### Task prompt
Which lines of the entries below contain the string "refcount"? Copy each one.

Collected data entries

····················

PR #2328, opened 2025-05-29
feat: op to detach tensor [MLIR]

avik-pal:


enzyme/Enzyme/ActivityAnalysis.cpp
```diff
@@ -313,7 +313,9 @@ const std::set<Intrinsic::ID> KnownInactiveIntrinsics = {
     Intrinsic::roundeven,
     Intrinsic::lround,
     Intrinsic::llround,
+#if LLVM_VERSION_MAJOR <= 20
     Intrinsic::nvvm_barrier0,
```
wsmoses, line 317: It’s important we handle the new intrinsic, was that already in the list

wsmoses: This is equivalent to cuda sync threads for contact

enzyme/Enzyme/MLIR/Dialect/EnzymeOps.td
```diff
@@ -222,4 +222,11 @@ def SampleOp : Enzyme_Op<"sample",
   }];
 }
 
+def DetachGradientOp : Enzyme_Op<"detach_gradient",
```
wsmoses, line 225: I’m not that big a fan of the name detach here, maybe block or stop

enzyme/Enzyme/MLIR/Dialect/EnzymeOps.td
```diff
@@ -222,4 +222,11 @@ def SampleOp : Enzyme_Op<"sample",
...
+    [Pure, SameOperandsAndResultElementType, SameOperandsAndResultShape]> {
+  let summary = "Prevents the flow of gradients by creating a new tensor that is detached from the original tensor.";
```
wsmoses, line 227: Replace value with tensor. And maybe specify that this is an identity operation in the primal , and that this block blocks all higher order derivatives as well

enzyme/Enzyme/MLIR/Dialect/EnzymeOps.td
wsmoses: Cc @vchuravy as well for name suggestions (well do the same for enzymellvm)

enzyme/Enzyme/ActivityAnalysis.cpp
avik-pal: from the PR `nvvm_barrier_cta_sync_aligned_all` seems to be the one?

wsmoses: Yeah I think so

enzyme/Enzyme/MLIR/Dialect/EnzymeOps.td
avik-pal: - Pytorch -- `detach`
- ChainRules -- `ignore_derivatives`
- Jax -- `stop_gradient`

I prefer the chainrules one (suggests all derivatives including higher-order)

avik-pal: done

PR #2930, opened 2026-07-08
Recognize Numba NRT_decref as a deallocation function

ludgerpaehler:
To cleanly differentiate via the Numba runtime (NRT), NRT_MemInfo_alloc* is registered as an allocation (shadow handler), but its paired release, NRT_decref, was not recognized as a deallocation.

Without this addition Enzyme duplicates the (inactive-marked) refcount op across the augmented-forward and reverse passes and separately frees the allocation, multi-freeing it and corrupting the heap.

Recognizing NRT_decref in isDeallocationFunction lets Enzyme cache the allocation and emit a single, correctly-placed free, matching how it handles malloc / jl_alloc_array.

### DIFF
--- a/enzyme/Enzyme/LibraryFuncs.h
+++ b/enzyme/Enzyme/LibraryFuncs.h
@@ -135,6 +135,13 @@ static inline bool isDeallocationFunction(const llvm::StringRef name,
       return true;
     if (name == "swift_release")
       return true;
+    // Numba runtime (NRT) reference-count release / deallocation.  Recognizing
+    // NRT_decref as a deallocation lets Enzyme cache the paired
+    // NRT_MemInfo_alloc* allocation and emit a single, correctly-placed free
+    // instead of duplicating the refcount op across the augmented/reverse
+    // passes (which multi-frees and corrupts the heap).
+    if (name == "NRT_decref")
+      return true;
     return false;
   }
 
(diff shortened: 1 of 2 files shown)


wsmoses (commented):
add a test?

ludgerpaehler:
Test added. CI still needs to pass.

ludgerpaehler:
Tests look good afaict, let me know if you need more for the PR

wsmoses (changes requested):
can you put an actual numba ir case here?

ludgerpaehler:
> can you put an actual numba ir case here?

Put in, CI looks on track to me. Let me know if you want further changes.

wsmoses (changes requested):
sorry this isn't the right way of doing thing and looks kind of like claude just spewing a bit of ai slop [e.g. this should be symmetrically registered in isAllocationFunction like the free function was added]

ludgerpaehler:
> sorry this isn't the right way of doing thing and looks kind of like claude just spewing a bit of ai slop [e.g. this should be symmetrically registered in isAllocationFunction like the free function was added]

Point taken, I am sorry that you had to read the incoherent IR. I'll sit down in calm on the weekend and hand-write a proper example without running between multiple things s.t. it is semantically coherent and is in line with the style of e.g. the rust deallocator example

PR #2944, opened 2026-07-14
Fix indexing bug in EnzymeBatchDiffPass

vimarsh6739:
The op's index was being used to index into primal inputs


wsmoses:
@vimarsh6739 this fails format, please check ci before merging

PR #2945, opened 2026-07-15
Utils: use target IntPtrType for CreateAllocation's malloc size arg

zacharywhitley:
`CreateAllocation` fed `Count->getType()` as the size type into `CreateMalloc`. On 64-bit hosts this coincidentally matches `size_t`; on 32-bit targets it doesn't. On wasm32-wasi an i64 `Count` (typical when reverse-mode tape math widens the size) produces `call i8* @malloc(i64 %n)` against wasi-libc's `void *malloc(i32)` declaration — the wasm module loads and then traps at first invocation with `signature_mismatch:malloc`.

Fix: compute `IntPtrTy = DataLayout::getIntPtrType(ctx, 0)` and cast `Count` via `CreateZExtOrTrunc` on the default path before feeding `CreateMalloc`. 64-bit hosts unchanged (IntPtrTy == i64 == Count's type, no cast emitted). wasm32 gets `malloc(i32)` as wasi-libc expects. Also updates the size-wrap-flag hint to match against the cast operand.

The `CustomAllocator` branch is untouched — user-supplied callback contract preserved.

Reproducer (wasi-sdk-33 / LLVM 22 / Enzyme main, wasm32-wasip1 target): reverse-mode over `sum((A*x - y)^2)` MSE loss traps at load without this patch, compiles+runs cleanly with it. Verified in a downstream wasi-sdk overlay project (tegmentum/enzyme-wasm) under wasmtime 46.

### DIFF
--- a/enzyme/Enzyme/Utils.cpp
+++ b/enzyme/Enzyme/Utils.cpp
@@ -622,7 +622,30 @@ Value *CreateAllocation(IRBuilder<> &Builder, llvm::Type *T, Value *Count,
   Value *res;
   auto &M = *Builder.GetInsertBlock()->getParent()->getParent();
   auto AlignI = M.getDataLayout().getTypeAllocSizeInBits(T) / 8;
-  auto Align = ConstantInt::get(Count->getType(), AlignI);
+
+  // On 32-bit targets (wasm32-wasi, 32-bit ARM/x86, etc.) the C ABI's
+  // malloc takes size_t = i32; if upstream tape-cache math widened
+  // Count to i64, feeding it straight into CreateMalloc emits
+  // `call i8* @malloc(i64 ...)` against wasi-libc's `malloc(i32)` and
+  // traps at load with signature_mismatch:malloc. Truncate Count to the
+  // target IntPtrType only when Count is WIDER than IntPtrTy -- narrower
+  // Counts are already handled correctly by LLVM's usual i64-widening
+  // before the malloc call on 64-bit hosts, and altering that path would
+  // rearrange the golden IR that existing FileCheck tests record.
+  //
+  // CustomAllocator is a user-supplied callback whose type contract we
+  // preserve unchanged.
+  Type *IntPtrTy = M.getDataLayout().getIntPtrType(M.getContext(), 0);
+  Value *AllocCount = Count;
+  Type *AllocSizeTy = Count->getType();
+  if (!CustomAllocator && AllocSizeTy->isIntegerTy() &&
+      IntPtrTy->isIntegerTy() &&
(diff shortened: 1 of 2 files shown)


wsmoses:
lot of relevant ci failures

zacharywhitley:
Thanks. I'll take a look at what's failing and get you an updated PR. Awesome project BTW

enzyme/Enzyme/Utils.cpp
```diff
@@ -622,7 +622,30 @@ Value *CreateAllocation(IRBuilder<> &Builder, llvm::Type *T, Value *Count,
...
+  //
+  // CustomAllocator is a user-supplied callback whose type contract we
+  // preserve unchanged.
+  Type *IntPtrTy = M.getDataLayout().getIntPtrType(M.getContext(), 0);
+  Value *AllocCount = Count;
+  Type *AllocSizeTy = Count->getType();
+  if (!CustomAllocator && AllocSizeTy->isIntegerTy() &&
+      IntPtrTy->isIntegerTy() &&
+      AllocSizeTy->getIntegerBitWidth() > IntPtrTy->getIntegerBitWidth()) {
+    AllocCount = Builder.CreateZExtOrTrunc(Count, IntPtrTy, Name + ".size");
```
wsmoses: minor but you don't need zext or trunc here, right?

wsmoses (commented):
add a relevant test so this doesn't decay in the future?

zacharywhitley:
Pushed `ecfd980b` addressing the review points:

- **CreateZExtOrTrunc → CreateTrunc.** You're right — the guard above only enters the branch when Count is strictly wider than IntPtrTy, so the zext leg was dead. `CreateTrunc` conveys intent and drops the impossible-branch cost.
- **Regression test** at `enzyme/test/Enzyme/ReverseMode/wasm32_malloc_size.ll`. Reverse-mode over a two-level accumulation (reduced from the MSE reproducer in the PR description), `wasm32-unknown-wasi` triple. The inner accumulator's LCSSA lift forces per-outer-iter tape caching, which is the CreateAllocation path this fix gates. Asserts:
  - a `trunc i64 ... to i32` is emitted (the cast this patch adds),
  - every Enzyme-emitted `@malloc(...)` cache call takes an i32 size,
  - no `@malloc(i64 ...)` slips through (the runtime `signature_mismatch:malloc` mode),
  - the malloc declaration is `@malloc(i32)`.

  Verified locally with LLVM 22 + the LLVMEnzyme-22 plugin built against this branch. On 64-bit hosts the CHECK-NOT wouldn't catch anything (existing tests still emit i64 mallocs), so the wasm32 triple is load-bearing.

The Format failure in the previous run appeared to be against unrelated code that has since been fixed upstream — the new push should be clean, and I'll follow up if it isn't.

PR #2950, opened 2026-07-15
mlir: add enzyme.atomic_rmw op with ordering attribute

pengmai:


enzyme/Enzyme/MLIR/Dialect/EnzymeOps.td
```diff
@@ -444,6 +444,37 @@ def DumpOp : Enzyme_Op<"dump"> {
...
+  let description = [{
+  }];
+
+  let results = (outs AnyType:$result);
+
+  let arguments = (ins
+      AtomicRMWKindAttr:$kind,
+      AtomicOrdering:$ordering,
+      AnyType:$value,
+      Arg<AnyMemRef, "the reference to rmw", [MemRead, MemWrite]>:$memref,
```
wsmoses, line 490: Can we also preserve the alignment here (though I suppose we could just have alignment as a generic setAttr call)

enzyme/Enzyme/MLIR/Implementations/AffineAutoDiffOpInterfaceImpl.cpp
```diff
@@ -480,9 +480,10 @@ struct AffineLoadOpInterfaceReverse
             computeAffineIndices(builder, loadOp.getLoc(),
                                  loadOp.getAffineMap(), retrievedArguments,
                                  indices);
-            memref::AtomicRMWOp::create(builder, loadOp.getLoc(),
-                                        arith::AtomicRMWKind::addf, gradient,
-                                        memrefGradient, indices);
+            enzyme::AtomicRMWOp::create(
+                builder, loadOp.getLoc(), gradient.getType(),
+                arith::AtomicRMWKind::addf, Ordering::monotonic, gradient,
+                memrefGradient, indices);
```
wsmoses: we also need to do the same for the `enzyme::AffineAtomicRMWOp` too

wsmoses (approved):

····················

### Task output
Without this addition Enzyme duplicates the (inactive-marked) refcount op across the augmented-forward and reverse passes and separately frees the allocation, multi-freeing it and corrupting the heap.
+    // instead of duplicating the refcount op across the augmented/reverse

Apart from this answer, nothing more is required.